PR #715, opened 2023-11-27
feature/undo-button

michael-jaia:


src/web/command_control/client/components/CommandControl.tsx
```diff
@@ -463,6 +465,16 @@ export default class CommandControl extends React.Component {
...
 
+		const emptyMission = {
+			id: '',
+			name: '',
+			runs: {},
+			runIdIncrement: 1,
+			botsAssignedToRuns: {},
+			runIdInEditMode: ''
+		}
+		this.updateMissionHistory(emptyMission)
```
ferrom-jaia, line 476: Why do we need an empty mission?

src/web/command_control/client/components/CommandControl.tsx
```diff
@@ -1052,11 +1064,33 @@ export default class CommandControl extends React.Component {
...
+
+	/**
+	 * Saves a deep copy of the current mission state so the operator can restore changes
+	 * 
+	 * @param {MissionInterface} mission Provides current mission data to append to mission history
+	 * @returns {void}
+	 * 
+	 * @notes
+	 * The maximum size of the missionHistory array is set to the variable missionHistoryMaxLen.
+	 * This is to prevent the mission history from causing performance issues.
```
ferrom-jaia: Maybe we can be more explicit why it would cause an issue:
This is to prevent the mission history from causing performance issues -> 
This is to prevent the mission history from growing unbounded and potentially causing performance issues

src/web/command_control/client/components/CommandControl.tsx
```diff
@@ -1225,10 +1259,10 @@ export default class CommandControl extends React.Component {
...
 	 * Reset mission planning
 	 * 
-	 * @param {MissionInterface} mission used to access the mission state
-	 * @param {boolean} needConfirmation does the deletion require a confirmation by the opertor?
-	 * @param {boolean} rallyPointMission is the mission a rally point mission?
-	 * @return {Promise<boolean>} did the deletion occur? If (yes) then (true)
+	 * @param {MissionInterface} mission Used to access the mission state
+	 * @param {boolean} needConfirmation Does the deletion require a confirmation by the opertor?
+	 * @param {boolean} rallyPointMission Is the mission a rally point mission?
+	 * @returns {Promise<boolean>} Did the deletion occur? If (yes) then (true)
```
ferrom-jaia: Does it return false if the deletion did not occur.
Can we remove the parentheses as well?

ferrom-jaia (changes requested):
Looks good. I would just disable/add a warning that there is not more history to undo if the array is empty. Probably mention that the max history saved is 5.

src/web/command_control/client/components/CommandControl.tsx
michael-jaia: Screenshot from 2023-11-27 11-42-33

In the case where I create a single waypoint run, then click the undo button, there needs to be an empty mission to pass to setRunList. We could possibly pass null? I don't love the placement of the creation of the empty mission. I'd rather import it from another file. What do you think?

src/web/command_control/client/components/CommandControl.tsx
michael-jaia: Yes, are you asking because there is only an example in the comments for the "yes" case?

ferrom-jaia: Yes, I think we should be explicit so others know what to expect.

src/web/command_control/client/components/CommandControl.tsx
ferrom-jaia: I think it is fine where it is now. We know that we have some optimization that we need to do for it anyways.

michael-jaia:
Used the info() message for the warning when there is no more history to undo. I chose this (along with not disabling the button) since it's not a mission critical feature to operating and clicking it when there is no more history to undo does not cause any harm. In short, I thought not disabling it would cause less confusion, but I can disable and increase the severity of the warning if you think that would be better for operators. I also added the max number of undos in the help window.

ferrom-jaia (approved):
Looks great! Tested in sim.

- - -

THE TASK: Check each line in the records above for the word "emptyMission". Return those that have it.

YOUR SOLUTION:
+		const emptyMission = {
+		this.updateMissionHistory(emptyMission)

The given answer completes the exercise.